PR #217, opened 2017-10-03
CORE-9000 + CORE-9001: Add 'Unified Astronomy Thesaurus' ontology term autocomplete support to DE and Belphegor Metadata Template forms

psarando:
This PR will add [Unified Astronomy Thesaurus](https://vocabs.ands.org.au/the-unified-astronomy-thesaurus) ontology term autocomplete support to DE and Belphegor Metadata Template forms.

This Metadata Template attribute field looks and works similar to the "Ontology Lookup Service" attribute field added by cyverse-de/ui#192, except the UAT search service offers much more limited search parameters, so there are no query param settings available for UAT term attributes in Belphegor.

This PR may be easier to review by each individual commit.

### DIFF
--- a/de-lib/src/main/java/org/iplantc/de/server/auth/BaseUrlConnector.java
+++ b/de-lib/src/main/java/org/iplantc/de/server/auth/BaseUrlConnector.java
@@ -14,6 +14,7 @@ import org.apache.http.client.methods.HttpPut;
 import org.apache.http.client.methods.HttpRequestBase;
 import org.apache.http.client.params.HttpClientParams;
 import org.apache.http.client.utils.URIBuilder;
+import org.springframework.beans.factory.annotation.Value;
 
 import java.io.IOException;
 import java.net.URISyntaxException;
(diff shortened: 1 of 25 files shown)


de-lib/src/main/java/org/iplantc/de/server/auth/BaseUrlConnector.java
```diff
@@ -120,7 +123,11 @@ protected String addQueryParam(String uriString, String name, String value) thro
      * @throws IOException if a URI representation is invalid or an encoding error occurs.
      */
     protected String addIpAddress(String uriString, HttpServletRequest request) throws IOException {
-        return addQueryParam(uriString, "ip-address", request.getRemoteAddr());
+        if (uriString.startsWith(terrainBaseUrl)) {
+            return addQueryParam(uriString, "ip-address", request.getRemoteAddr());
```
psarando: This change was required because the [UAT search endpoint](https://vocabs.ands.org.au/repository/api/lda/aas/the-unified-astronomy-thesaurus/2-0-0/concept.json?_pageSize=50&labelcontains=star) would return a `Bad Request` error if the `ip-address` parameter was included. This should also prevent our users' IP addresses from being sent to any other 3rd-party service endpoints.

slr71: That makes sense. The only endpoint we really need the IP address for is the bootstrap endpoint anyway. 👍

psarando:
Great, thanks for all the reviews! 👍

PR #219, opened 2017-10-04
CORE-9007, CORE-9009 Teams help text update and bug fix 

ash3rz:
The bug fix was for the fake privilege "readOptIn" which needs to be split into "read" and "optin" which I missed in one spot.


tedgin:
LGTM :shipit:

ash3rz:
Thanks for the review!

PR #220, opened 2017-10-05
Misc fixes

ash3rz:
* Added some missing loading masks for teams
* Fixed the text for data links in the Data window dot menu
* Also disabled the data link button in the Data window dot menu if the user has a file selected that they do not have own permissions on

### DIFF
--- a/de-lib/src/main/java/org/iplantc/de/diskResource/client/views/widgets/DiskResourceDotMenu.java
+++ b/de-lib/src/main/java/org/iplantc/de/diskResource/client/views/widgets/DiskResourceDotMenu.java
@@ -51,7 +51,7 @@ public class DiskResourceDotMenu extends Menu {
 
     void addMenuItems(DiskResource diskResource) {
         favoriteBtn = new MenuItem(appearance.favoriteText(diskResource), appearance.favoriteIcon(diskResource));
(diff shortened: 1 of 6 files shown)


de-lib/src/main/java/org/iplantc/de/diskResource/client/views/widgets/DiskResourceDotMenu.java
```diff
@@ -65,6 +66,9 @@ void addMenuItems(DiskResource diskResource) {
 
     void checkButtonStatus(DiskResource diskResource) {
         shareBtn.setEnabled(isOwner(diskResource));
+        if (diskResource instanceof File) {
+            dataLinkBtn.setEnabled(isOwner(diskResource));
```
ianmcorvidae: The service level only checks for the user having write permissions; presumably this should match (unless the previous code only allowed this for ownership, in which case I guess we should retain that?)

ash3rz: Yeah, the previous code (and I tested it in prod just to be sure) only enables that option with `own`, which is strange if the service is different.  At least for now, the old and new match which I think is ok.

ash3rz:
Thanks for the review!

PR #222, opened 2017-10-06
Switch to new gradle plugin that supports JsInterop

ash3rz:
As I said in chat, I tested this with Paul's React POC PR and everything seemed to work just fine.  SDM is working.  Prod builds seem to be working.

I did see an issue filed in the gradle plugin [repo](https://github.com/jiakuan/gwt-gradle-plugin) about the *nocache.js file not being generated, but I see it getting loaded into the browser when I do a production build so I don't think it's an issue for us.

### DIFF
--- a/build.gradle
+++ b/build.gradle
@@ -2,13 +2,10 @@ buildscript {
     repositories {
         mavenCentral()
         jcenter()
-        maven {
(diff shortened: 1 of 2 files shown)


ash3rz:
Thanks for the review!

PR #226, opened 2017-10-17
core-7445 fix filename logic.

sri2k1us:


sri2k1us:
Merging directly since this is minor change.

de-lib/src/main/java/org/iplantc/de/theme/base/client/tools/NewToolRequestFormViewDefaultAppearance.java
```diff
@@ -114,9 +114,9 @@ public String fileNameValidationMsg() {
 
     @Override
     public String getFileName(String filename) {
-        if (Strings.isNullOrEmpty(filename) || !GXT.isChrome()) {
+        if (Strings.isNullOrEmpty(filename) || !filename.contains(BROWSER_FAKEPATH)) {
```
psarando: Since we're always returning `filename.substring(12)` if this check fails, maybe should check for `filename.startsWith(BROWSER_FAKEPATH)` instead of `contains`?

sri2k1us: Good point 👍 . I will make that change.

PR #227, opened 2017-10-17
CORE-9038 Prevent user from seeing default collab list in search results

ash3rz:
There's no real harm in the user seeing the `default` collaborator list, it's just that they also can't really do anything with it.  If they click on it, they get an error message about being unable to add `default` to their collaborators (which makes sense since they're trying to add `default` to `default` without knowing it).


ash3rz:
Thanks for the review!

-----

◆ What you are asked to do: From the first line to the last, repeat the records exactly.

◆ Your solution:
PR #217, opened 2017-10-03
CORE-9000 + CORE-9001: Add 'Unified Astronomy Thesaurus' ontology term autocomplete support to DE and Belphegor Metadata Template forms

psarando:
This PR will add [Unified Astronomy Thesaurus](https://vocabs.ands.org.au/the-unified-astronomy-thesaurus) ontology term autocomplete support to DE and Belphegor Metadata Template forms.

This Metadata Template attribute field looks and works similar to the "Ontology Lookup Service" attribute field added by cyverse-de/ui#192, except the UAT search service offers much more limited search parameters, so there are no query param settings available for UAT term attributes in Belphegor.

This PR may be easier to review by each individual commit.

### DIFF
--- a/de-lib/src/main/java/org/iplantc/de/server/auth/BaseUrlConnector.java
+++ b/de-lib/src/main/java/org/iplantc/de/server/auth/BaseUrlConnector.java
@@ -14,6 +14,7 @@ import org.apache.http.client.methods.HttpPut;
 import org.apache.http.client.methods.HttpRequestBase;
 import org.apache.http.client.params.HttpClientParams;
 import org.apache.http.client.utils.URIBuilder;
+import org.springframework.beans.factory.annotation.Value;
 
 import java.io.IOException;
 import java.net.URISyntaxException;
(diff shortened: 1 of 25 files shown)


de-lib/src/main/java/org/iplantc/de/server/auth/BaseUrlConnector.java
```diff
@@ -120,7 +123,11 @@ protected String addQueryParam(String uriString, String name, String value) thro
      * @throws IOException if a URI representation is invalid or an encoding error occurs.
      */
     protected String addIpAddress(String uriString, HttpServletRequest request) throws IOException {
-        return addQueryParam(uriString, "ip-address", request.getRemoteAddr());
+        if (uriString.startsWith(terrainBaseUrl)) {
+            return addQueryParam(uriString, "ip-address", request.getRemoteAddr());
```
psarando: This change was required because the [UAT search endpoint](https://vocabs.ands.org.au/repository/api/lda/aas/the-unified-astronomy-thesaurus/2-0-0/concept.json?_pageSize=50&labelcontains=star) would return a `Bad Request` error if the `ip-address` parameter was included. This should also prevent our users' IP addresses from being sent to any other 3rd-party service endpoints.

slr71: That makes sense. The only endpoint we really need the IP address for is the bootstrap endpoint anyway. 👍

psarando:
Great, thanks for all the reviews! 👍

PR #219, opened 2017-10-04
CORE-9007, CORE-9009 Teams help text update and bug fix 

ash3rz:
The bug fix was for the fake privilege "readOptIn" which needs to be split into "read" and "optin" which I missed in one spot.


tedgin:
LGTM :shipit:

ash3rz:
Thanks for the review!

PR #220, opened 2017-10-05
Misc fixes

ash3rz:
* Added some missing loading masks for teams
* Fixed the text for data links in the Data window dot menu
* Also disabled the data link button in the Data window dot menu if the user has a file selected that they do not have own permissions on

### DIFF
--- a/de-lib/src/main/java/org/iplantc/de/diskResource/client/views/widgets/DiskResourceDotMenu.java
+++ b/de-lib/src/main/java/org/iplantc/de/diskResource/client/views/widgets/DiskResourceDotMenu.java
@@ -51,7 +51,7 @@ public class DiskResourceDotMenu extends Menu {
 
     void addMenuItems(DiskResource diskResource) {
         favoriteBtn = new MenuItem(appearance.favoriteText(diskResource), appearance.favoriteIcon(diskResource));
(diff shortened: 1 of 6 files shown)


de-lib/src/main/java/org/iplantc/de/diskResource/client/views/widgets/DiskResourceDotMenu.java
```diff
@@ -65,6 +66,9 @@ void addMenuItems(DiskResource diskResource) {
 
     void checkButtonStatus(DiskResource diskResource) {
         shareBtn.setEnabled(isOwner(diskResource));
+        if (diskResource instanceof File) {
+            dataLinkBtn.setEnabled(isOwner(diskResource));
```
ianmcorvidae: The service level only checks for the user having write permissions; presumably this should match (unless the previous code only allowed this for ownership, in which case I guess we should retain that?)

ash3rz: Yeah, the previous code (and I tested it in prod just to be sure) only enables that option with `own`, which is strange if the service is different.  At least for now, the old and new match which I think is ok.

ash3rz:
Thanks for the review!

PR #222, opened 2017-10-06
Switch to new gradle plugin that supports JsInterop

ash3rz:
As I said in chat, I tested this with Paul's React POC PR and everything seemed to work just fine.  SDM is working.  Prod builds seem to be working.

I did see an issue filed in the gradle plugin [repo](https://github.com/jiakuan/gwt-gradle-plugin) about the *nocache.js file not being generated, but I see it getting loaded into the browser when I do a production build so I don't think it's an issue for us.

### DIFF
--- a/build.gradle
+++ b/build.gradle
@@ -2,13 +2,10 @@ buildscript {
     repositories {
         mavenCentral()
         jcenter()
-        maven {
(diff shortened: 1 of 2 files shown)


ash3rz:
Thanks for the review!

PR #226, opened 2017-10-17
core-7445 fix filename logic.

sri2k1us:


sri2k1us:
Merging directly since this is minor change.

de-lib/src/main/java/org/iplantc/de/theme/base/client/tools/NewToolRequestFormViewDefaultAppearance.java
```diff
@@ -114,9 +114,9 @@ public String fileNameValidationMsg() {
 
     @Override
     public String getFileName(String filename) {
-        if (Strings.isNullOrEmpty(filename) || !GXT.isChrome()) {
+        if (Strings.isNullOrEmpty(filename) || !filename.contains(BROWSER_FAKEPATH)) {
```
psarando: Since we're always returning `filename.substring(12)` if this check fails, maybe should check for `filename.startsWith(BROWSER_FAKEPATH)` instead of `contains`?

sri2k1us: Good point 👍 . I will make that change.

PR #227, opened 2017-10-17
CORE-9038 Prevent user from seeing default collab list in search results

ash3rz:
There's no real harm in the user seeing the `default` collaborator list, it's just that they also can't really do anything with it.  If they click on it, they get an error message about being unable to add `default` to their collaborators (which makes sense since they're trying to add `default` to `default` without knowing it).


ash3rz:
Thanks for the review!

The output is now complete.